In: Statistics and Probability
Chris is undecided about whether to go back to school and get his master’s degree. He is trying to perform a cost-benefit analysis to determine whether the cost of attending the school of his choice will be outweighed by the increase in salary he will receive after he attains his degree. He does research and compiles data on annual salaries in the industry he currently works in (he has been working for 10 years), along with the years of experience for each employee and whether or not the employee has a master’s degree. Earning his master’s degree will require him to take out approximately $20,000 worth of student loans. He has decided that if the multiple regression model shows, with 95% confidence, that earning a master’s degree is significant in predicting annual salary, and the estimated increase in salary is at least $10,000, he will enroll in a degree program.
Salary ($) | Years of Experience | Master’s Degree |
37,620 | 23 | No |
67,180 | 26 | Yes |
31,280 | 16 | No |
20,500 | 3 | No |
75,120 | 27 | Yes |
59,820 | 24 | Yes |
40,180 | 16 | Yes |
81,360 | 31 | Yes |
36,080 | 20 | No |
36,080 | 11 | Yes |
36,680 | 23 | No |
29,200 | 12 | Yes |
34,040 | 17 | No |
30,060 | 13 | No |
53,300 | 22 | Yes |
22,820 | 6 | No |
72,900 | 33 | Yes |
55,920 | 20 | Yes |
18,280 | 0 | No |
27,000 | 9 | No |
59,600 | 24 | Yes |
40,000 | 16 | Yes |
81,500 | 31 | Yes |
36,000 | 20 | No |
36,500 | 11 | Yes |
37,020 | 23 | No |
29,000 | 12 | Yes |
5. What is the average difference between the salaries of people with and without Master’s degree (holding years of experience constant)?
6. Does the master’s degree significantly influence the salary of the employees at the alpha level of 0.01?
7. Do the years of experience significantly influence the salary of the employees at the alpha level of 0.01? Make sure to show which values you use to make the decision.
8. Remember, Chris has decided that if the multiple regression model shows that earning a master’s degree is significant in predicting annual salary (at alpha of 0.05), and the estimated increase in salary is at least $10,000, he will enroll in a degree program. Should he? Use the actual numbers from the regression model to prove your answer. there should be two sets of values/numbers used.

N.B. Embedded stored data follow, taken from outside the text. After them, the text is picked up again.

PR #1980, opened 2018-07-30
Add curly braces to new localsettings variable

pr33thi:


src/commcare_cloud/ansible/roles/commcarehq/templates/localsettings.py.j2
```diff
@@ -119,7 +119,7 @@ EMAIL_BACKEND='django.core.mail.backends.console.EmailBackend'
 
 EMAIL_SUBJECT_PREFIX = '[{{ env_monitoring_id }}] '
 
-ENABLE_SOFT_ASSERT_EMAILS = localsettings.ENABLE_SOFT_ASSERT_EMAILS|default(True)
+ENABLE_SOFT_ASSERT_EMAILS = {{ localsettings.ENABLE_SOFT_ASSERT_EMAILS|default(True) }}
```
dannyroberts: Did you check that this outputs something like `True` or `False` that results in valid python? (I.e. if it output `true`, for example, then it wouldn't be valid python.

pr33thi: I actually have no idea how to test this besides running the full stack deploy, which I'm currently doing. what's the better way?

dannyroberts: Yeah a much better way! You can run `cchq <env> update-config`

dannyroberts: > Is this what you mean?
It's not; I meant to check that this interpolation _outputs_ `True` or `False`—something you can check by running `cchq <env> update-config` (in check mode) and seeing what it produces in the diff. (Or if there's no diff because you already ran it, checking the localsettings.py file that ended up on the server.)

pr33thi: Ah ok, there are multiple lines that look like:
```
-ENABLE_SOFT_ASSERT_EMAILS = localsettings.ENABLE_SOFT_ASSERT_EMAILS|default(True)
+ENABLE_SOFT_ASSERT_EMAILS = True
```
Which is enough evidence to say that this worked?

pr33thi: And it wouldn't have worked if it set that value to a non-bool, which would happen if the file that the localsettings.py.j2 template got the value from had it set to a non-boolean?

The data is saved in an excel file by removing the commas and we save it as a .csv file.
R codes used :
> data1=read.csv(file.choose(),header=T) #importing the saved
csv file into R environment
> names(data1)
[1] "Salary" "Years" "Masters"
> attach(data1)
The following objects are masked from data1 (pos = 3):
Masters, Salary, Years
> Salary[Masters=="Yes"]
[1] 67180 75120 59820 40180 81360 36080 29200 53300 72900 55920
59600 40000 81500
[14] 36500 29000
> Salary[Masters=="No"]
[1] 37620 31280 20500 36080 36680 34040 30060 22820 18280 27000
36000 37020
5.>
mean(Salary[Masters=="Yes"])-mean(Salary[Masters=="No"])
[1] 23895.67
6.> model=lm(Salary~Years+Masters)
> summary(model)
Call:
lm(formula = Salary ~ Years + Masters)
Residuals:
Min 1Q Median 3Q Max
-10739 -4894 -1052 4921 11152
Coefficients:
Estimate Std. Error t value Pr(>|t|)
(Intercept) 7127.6 3231.1 2.206 0.037208 *
Years 1629.2 175.6 9.279 2.08e-09
***
MastersYes 13061.6 2936.4 4.448 0.000169
***
---
Signif. codes: 0 ‘***’ 0.001 ‘**’ 0.01 ‘*’ 0.05 ‘.’ 0.1 ‘ ’ 1
Residual standard error: 6957 on 24 degrees of freedom
Multiple R-squared: 0.8729, Adjusted R-squared:
0.8623
F-statistic: 82.38 on 2 and 24 DF, p-value: 1.785e-11
Since the p-value for Masters is very small = 0.000169 (<0.01), we reject the null hypothesis of no significance and conclude that the variable MASTER's DEGREE is significantly associated with SALARY.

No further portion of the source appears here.